Pick out every line of the entries below where "return" occurs, and copy those lines.

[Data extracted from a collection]
****************
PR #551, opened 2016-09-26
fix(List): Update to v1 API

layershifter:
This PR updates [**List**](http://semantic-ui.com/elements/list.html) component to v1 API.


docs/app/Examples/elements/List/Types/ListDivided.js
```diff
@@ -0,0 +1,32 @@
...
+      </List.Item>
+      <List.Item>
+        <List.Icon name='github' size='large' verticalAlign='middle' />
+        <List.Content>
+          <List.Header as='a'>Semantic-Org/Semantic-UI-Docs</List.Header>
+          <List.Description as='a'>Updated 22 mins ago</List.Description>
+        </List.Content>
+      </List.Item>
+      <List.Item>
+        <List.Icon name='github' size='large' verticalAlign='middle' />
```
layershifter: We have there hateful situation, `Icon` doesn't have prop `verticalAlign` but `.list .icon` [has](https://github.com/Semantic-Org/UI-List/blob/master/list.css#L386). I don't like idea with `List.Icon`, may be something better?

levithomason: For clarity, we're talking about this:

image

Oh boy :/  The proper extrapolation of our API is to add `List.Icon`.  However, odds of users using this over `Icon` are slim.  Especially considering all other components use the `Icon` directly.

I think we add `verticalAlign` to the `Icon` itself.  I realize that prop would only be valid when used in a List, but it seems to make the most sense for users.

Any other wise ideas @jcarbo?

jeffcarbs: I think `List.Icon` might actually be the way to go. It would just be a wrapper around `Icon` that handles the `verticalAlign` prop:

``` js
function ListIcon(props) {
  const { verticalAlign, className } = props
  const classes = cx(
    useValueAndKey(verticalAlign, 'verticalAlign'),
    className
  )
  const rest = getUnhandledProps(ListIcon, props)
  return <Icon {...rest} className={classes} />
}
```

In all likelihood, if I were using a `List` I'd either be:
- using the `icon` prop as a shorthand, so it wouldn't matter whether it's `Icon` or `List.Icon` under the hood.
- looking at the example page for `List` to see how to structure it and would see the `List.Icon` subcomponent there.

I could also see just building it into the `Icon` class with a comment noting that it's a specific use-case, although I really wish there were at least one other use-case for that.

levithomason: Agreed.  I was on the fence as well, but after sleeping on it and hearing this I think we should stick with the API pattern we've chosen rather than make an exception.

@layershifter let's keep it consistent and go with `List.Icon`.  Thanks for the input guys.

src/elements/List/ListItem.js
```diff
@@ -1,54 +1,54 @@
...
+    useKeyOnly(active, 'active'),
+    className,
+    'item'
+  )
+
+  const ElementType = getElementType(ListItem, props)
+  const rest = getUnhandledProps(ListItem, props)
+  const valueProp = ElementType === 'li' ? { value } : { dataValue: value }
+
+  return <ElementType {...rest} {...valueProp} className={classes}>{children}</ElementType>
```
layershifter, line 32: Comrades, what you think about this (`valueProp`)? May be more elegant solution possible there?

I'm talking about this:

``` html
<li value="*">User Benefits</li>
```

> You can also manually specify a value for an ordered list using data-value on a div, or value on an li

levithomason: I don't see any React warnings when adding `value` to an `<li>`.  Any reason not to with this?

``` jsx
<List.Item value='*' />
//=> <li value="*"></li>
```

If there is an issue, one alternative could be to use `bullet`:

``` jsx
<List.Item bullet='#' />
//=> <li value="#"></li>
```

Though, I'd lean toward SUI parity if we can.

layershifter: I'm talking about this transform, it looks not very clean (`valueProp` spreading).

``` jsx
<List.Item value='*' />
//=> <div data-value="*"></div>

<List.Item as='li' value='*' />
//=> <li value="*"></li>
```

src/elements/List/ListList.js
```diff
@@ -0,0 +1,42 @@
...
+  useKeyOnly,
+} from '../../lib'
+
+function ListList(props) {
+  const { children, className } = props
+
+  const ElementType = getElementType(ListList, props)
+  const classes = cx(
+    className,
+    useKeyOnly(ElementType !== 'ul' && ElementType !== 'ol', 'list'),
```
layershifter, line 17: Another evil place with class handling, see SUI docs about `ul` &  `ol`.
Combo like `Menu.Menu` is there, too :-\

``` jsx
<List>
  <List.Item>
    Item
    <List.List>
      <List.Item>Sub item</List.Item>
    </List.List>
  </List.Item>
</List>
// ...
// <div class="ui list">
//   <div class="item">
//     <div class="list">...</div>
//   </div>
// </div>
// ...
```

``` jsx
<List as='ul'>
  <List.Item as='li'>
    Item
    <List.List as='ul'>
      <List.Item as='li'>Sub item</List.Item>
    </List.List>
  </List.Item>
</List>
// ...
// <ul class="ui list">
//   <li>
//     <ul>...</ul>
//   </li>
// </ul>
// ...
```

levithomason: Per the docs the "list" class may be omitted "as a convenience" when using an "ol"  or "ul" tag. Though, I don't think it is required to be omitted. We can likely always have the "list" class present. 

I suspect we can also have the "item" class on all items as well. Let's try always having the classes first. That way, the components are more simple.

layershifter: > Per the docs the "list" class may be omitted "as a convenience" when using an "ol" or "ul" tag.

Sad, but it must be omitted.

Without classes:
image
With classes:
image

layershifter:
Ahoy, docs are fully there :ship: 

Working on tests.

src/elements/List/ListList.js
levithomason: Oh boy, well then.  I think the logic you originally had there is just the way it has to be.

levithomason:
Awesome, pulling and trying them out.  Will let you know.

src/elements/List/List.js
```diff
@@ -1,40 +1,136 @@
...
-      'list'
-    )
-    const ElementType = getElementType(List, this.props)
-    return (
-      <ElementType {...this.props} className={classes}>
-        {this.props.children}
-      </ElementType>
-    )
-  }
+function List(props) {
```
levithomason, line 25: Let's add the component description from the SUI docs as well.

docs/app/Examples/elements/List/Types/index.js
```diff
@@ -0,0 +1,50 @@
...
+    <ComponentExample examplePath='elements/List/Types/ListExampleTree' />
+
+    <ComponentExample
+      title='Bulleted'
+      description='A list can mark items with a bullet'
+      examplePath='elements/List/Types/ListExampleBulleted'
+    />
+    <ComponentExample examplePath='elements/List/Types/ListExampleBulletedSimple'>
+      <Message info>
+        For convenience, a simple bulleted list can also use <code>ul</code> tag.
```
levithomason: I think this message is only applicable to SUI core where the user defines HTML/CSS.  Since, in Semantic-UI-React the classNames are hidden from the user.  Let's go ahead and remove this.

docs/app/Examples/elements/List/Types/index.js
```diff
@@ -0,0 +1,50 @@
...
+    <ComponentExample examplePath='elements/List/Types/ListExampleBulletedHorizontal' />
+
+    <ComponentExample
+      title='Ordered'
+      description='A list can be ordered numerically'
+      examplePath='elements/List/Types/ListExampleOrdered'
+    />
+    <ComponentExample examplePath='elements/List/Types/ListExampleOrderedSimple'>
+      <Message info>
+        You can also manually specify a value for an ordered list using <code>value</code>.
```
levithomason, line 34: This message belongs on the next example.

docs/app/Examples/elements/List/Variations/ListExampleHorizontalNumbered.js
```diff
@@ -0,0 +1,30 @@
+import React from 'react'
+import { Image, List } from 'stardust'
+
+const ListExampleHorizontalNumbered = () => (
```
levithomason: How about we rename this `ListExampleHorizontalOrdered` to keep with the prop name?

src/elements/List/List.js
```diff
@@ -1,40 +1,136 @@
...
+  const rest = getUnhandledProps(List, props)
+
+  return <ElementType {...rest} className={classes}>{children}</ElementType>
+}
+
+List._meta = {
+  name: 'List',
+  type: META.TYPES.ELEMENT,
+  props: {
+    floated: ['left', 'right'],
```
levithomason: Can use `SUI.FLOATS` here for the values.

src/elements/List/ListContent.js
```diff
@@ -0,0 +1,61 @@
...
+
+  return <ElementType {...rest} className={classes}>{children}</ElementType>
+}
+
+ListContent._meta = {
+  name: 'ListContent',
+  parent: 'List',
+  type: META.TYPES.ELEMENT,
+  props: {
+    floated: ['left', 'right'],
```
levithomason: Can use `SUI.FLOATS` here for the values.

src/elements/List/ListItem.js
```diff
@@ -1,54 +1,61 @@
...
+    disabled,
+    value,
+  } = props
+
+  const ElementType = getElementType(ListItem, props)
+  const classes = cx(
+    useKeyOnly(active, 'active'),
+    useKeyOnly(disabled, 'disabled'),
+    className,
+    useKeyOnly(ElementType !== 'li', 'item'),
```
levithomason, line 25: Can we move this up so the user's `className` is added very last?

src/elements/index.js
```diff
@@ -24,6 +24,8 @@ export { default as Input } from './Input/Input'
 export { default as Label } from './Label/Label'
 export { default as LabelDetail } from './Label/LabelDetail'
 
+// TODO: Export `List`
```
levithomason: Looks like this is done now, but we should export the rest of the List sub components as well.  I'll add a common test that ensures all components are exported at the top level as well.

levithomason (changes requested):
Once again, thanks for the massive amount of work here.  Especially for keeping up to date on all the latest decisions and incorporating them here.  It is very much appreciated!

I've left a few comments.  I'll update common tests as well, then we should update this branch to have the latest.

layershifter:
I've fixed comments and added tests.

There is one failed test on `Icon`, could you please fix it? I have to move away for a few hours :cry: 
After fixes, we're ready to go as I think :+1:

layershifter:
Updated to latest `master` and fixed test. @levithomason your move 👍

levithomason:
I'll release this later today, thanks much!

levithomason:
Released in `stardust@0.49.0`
****************
ANSWER TO THIS PROBLEM:
  return <Icon {...rest} className={classes} />
+  return <ElementType {...rest} {...valueProp} className={classes}>{children}</ElementType>
-    return (
+  return <ElementType {...rest} className={classes}>{children}</ElementType>
+  return <ElementType {...rest} className={classes}>{children}</ElementType>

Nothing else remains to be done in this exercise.